Conselho afasta aplicação do preço de transferência

Por Bárbara Pombo | De São Paulo

A empresa Janssen Cilag Farmacêutica obteve decisão favorável no Conselho Administrativo de Recursos Fiscais (Carf) para afastar as regras do preço de transferência em empréstimos feitos à Johnson & Johnson, sua matriz nos Estados Unidos. A maioria dos conselheiros entendeu que os juros recebidos no pagamento não teriam que ser ajustados, uma vez que o Banco Central (BC) tinha controle sobre as operações. Os contratos de câmbio desses empréstimos foram registrados pela companhia.

O entendimento preponderante foi de que o contrato de câmbio equivale ao registro do empréstimo no Banco Central. O preço de transferência é uma forma de a Receita Federal controlar as operações financeiras e comerciais entre empresas situadas em países diferentes para evitar perdas na arrecadação de tributos.
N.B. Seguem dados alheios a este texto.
PR #435, opened 2019-12-11
Delete file erroneously added in #409.

tsteven4:
This object library should not be under version control.  It was erroneously added in #409 .


robertlipe:
Rats. Thanx. That tree was a disaster where I accidentally merged the WIP
libusb work on top of my working tree and never really got them separated.

Still, NEW_STRINGS are finally no longer considered "new" ... after
something like six years.

PR #437, opened 2019-12-13
fix NMEA date fiddling.

tsteven4:
Three errors were corrected:
1) SECONDS_PER_DAY is assumed to be an integer type.  It was recently
errorously changed to to double.
2) when backfilling dates we need to subtract a day at rolloever,
not addit.
3) If we have a date, then it came with a time.  Don't set the backfill
time to 23:59:59.

Add test coverage for the above.


GPSBabelDeveloper:
Good catch. I'm surprised our operator overload for += didn't catch this,
but it's probably too specific on the time_t and missing the promotion of
the int (or whatever it it) to the time_t.

Now that creation_time is solidly a real time class, I wonder if it's time
to pull out that overload and do "real" time handling in anyplace that
still uses it.

PR #438, opened 2019-12-14
use QDebug in logging.

tsteven4:
This gives us full access to all the methods, stream operators and
manipulators that QDebug has access to.  There is a demonstration using nospace() and hex in nmea.cc.

It seems like we should be able to do this more directly with one of the other QDebug constructors, but I haven't found a way to flush when using those constructors.  Without the flush we lose output directed to Fatal().

I don't really like invoking exit in the destructor, but we don't want to throw an exception from a destructor.

### DIFF
--- a/nmea.cc
+++ b/nmea.cc
@@ -547,7 +547,7 @@ gpgga_parse(char* ibuf)
       waypt->fix = fix_pps;
       break;
     default:
-      Warning() << MYNAME << ": unknown vix value" << fix;
+      Warning() << MYNAME ": unknown fix value" << fix;
   }
 
   nmea_release_wpt(curr_waypt);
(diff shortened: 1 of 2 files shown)


nmea.cc
```diff
@@ -547,7 +547,7 @@ gpgga_parse(char* ibuf)
       waypt->fix = fix_pps;
       break;
     default:
-      Warning() << MYNAME << ": unknown vix value" << fix;
+      Warning() << MYNAME ": unknown fix value" << fix;
```
robertlipe: As discussed, a blank default is fine here.

src/core/logging.h
```diff
@@ -19,49 +19,34 @@
...
-#include <QtCore/QTextStream>
-#include <QtCore/QFile>
-#include <cstdlib> //exit()
+#include <QtCore/QDebug>       // for QDebug
+#include <QtCore/QFile>        // for QFile
+#include <QtCore/QIODevice>    // for QIODevice, QIODevice::WriteOnly
+#include <QtCore/QString>      // for QString
+#include <QtCore/QTextStream>  // for QTextStream
+#include <cstdio>              // for stderr
+#include <cstdlib>             // for exit
```
robertlipe, line 31: What do you use for generating these clean, sorted #include trees?

robertlipe (approved):
Nice harmony with qDebug.

src/core/logging.h
tsteven4: include-what-you-use.  But I almost always have to hand massage them.  The ordering conventions are different, but more importantly include-what-you-use often blows throw things like <ctime> or <cstdint> and tells you to use some underlying system dependent include file.
I also had to build custom mapping files for Qt, the defaults had a few issues.  I see they have updated their Qt imp file now, so maybe that isn't necessary.

PR #439, opened 2019-12-15
Datetime optimization

tsteven4:
Prefer Qt::UTC TimeSpec for storing creation_time.
This avoids very significant performance hits from converting
to/from Qt::LocalTime, which involve DST calculations as well
as the usual offsets.
Test suite with this commit runs at 63% of wall-clock time of the
baseline (time ./testo)!    lowranceusr test runs at 37% of wall-clock time compared to the baseline.

Delete obsolete operators and methods of DateTime.


tsteven4:
For the record I found "valgrind -callgrind" with kcachegrind for examining the results to much more enlightening than gprof.

robertlipe (approved):
I like this a lot. Go for it, please.

PR #449, opened 2019-12-29
Introduce Format class

tsteven4:
Also, introduce Vecs and FilterVecs classes.  These are implemented as Meyers singeltons.  This avoids some issues with initialization order.

All formats except gpx are used as LegacyFormats, which is deprecated.  The gpx format has been converted to demonstrate the preferred usage.


format.h
```diff
@@ -0,0 +1,221 @@
...
+  void set_name(QString nm)
+  {
+    name = nm;
+  }
+
+private:
+  QString name;
+
+protected:
+  template <class MyForamt>
```
robertlipe: s/MyForamt/MyFormat/g

main.cc
```diff
@@ -404,13 +399,13 @@ run(const char* prog_name)
       break;
     case 'x':
       optarg = FETCH_OPTARG;
-      filter = find_filter_vec(optarg);
+      filter = FilterVecs::Instance().find_filter_vec(optarg);
```
robertlipe, line 402: Could filter just have a scope within this case and the 'free_filter_vec' be the destructor?

vecs.h
```diff
@@ -0,0 +1,1293 @@
...
+   * the static vec that is used to construct a legacy format
+   * instance is guaranteed to have already constructed when an instance
+   * of this class is constructed.
+   */
+#if CSVFMTS_ENABLED
+  LegacyFormat xcsv_fmt {xcsv_vecs};
+#endif // CSVFMTS_ENABLED
+  LegacyFormat geo_fmt {geo_vecs};
+  GpxFormat gpx_fmt;
+  LegacyFormat mag_sfmt {mag_svecs};
```
robertlipe, line 245: Can the constructor of, say, geo_fmt be in geo.cc instead of here? This looks like a nearly circular include where everything indirectly includes vecs.h and any change to any format results in a recompilation of everything.
Even if each format has a global LegacyFormat geo_fmt{geo_vecs} (globals are bad. i know...) that registered the blahFormat, that would be one less file to modify/recompile when things are changed, right?

robertlipe (approved):
Since I've coached and worked with this change quite a bit, it's no surprise that I have nearly no input at this point.
I like the shape of this a lot and it really is how I imagined Formats working even before we were in C++. In my mind, a format has always been an object that could even be found and initialized at runtime via the -i/-o 
I have a work tree where I had a couple of FooFormats already moved from LegacyFormat, so please land this and I'll come back to tiger, unicsv, and v900. (I started at the end in CLion...)

format.h
tsteven4: thanks

main.cc
tsteven4: Perhaps, but I think that would work better if find_filter_vec was the filter constructor.  At this point our formats and filters rely on state being preserved between uses (e.g. stack filter) so we aren't ready for dynamic filters/formats.

vecs.h
tsteven4: I think the constructors could be local to each format, but that would require editing every format.  In either case there is a global, e.g. either geo_fmt or geo_vecs.

As it stands a change to a format only requires recompilation of that format.  A change to vecs.h or legacyformat.h requires a few files to be recompiled.  With your suggestion a change to legacyformat.h would require every format to be recompiled.

If we every go to dynamic formats then I don't think the constructor belongs in the format.

PR #450, opened 2020-01-01
Use https for www.gpsbabel.org

cjmayo:
This is a global grep and sed. I can't spot any issues, let's see how CI reacts.
Maybe it should exclude reference/ and just change user-visibile instances.


tsteven4:
Did this get flagged by something in your process?

Let's leave the translation files (*.ts) alone, they are tracking new and old source text to be translated as well as the translated text.  Of all these there is only one translation that needs an update, but that process is more complicated and can be handled separately.

tsteven4:
I manually updated the relevant translation in #451.

cjmayo:
> Did this get flagged by something in your process?

Nothing clever, just spotted one of the links and followed it and was automatically redirected to the https version.

Removed the translations.

tsteven4:
The changed urls are:
https://www.gpsbabel.org
https://www.gpsbabel.org/capabilities.html
https://www.gpsbabel.org/changes.html
https://www.gpsbabel.org/download.html
https://www.gpsbabel.org/formats/delorme-new-interstate/
https://www.gpsbabel.org/htmldoc-1.6.0
https://www.gpsbabel.org/htmldoc-development/GarminIcons.html
https://www.gpsbabel.org/htmldoc-development/Styles.html
https://www.gpsbabel.org/os/Linux_Hotplug.html
https://www.gpsbabel.org/osnotes.html
https://www.gpsbabel.org/style3.css
https://www.gpsbabel.org/upgrade_check.html

If http is used all these are redirected to https except upgrade_check.html which is doing a post.  It seems like either http or https works with these requests from the client side, but @gpsbabel should verify from the server side.  Note that http must work without redirect to support existing code.

http://www.gpsbabel.org/htmldoc-1.6.0 is redirected twice, first to https://www.gpsbabel.org/htmldoc-1.6.0, then to https://www.gpsbabel.org/htmldoc-1.6.0/.  But this test is misleading, the url is appended to before being used.  In at least one case the appended information is incorrect.  This is corrected in #452 

Subject to approval from @gpsbabel wrt the upgrade_check this PR looks good to me, it should avoid a bunch of 302 responses.

Thanks

tsteven4:
The upgrade check does seem to work with https when using testing=true in upgrade.cc.

robertlipe (approved):
LGTM++

GPSBabelDeveloper:
Of those, I think upgrade_check is the only one that's not basically handed
off to the internal browser.

It's also the one that caused me the most grief. "Change everything to
https", Google Webmaster Tools demanded. A few redirects later, done. It
was probably a full release later that I noticed that the upgrade check was
failing for everyone because that path didn't handle a redirect. Because
there is this long tail of people that use us infrequently but do still
update when offered, that URI gets special cased on the server to handle
both.

Meanwhile, today alone, we have several users (mostly in non-English
locales) that are running 1.4.0 and have pressed that decline button
hundreds of times. To that person that started 1.3.7-beta20100116 today
(!?!) - well, good luck.

At least we have the support load from people running older versions mostly
quietened...


OK, let's go with it. Thank you, Steven for the (always excellent) deep
dive.

tsteven4:
thanks Chris.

Para advogados, a decisão chega em um momento em que cresce o volume de empréstimos de empresas brasileiras para sua matriz ou filial no exterior. “Com a crise econômica internacional, as multinacionais passaram a realizar essas operações”, diz o jurista e professor de direito tributário da Universidade de São Paulo (USP), Heleno Torres. “Por isso, o tema será muito mais frequente e vai reger a orientação de futuras fiscalizações.” Para ele, a decisão sinaliza ainda a necessidade de aprimoramento das regras do preço de transferência. “Temos uma norma simples e ineficiente para controlar as diversas e complexas operações financeiras, principalmente as de derivativos”, afirma.

No caso da Janssen, a Receita Federal questiona seis de oito empréstimos realizados entre 1999 e 2001, no valor total de US$ 86 milhões. Para a fiscalização, os juros acordados e contabilizados foram inferiores ao limite estabelecido pela lei, o que resultaria em menor recolhimento de Imposto de Renda (IR) e de Contribuição Social sobre o Lucro Líquido (CSLL).

A legislação determina um limite de valor para que as empresas brasileiras que realizam operações de mútuo com suas vinculadas no exterior deduzam ou reconheçam como receita os juros pagos ou recebidos. Esse valor é calculado pela taxa Libor (juros de mercado internacional) mais 3%. A regra, estabelecida pelo artigo 22 da Lei nº 9.430, de 1996, não vale, porém, para as operações registradas no BC. Nesse caso, são aceitas as taxas de juros informadas.

No entanto, ainda não é possível registrar no BC o chamado mútuo ativo – empréstimos de empresa no Brasil à vinculada no exterior. Isso é necessário apenas em operações inversas, quando uma companhia empresta dinheiro de sua matriz ou filial. Dessa maneira, os conselheiros da 1ª Câmara da 3ª Turma Ordinária do Carf consideraram que o contrato de câmbio serviria como controle. “Não se pode exigir o que é inexigível”, afirma, na decisão, o conselheiro Marcos Takata, redator do voto vencedor.

Para advogados, o entendimento é relevante porque firma precedente em relação aos limites do artigo 22 da Lei nº 9.430, de 1996. Ou seja, de que as regras do preço de transferência podem ser afastadas nos contratos de mútuo ativo registrados, assim como já acontece nas operações inversas. “Nunca vi decisões nesse sentido. Será possível aplicar o entendimento a diversas empresas”, diz Vivian Casanova, advogada do Barbosa, Müssnich & Aragão Advogados.

A Procuradoria-Geral da Fazenda Nacional (PGFN) informou que já recorreu da decisão. O caso será julgado agora pela Câmara Superior do Carf, última instância administrativa para discussão de autuações da receita Federal.

De acordo com o tributarista que representa a controlada da Johnson & Johnson no processo, Luis Eduardo Schoueri, do escritório Lacaz Martins, Pereira Neto, Gurevich & Schoueri, há outro argumento a favor da empresa. Segundo ele, os empréstimos foram contratados antes de 1996, quando entraram em vigor as regras de ajuste de juros. “O devedor não iria concordar em repactuar o contrato e pagar mais juros só porque a legislação brasileira foi alterada”, diz.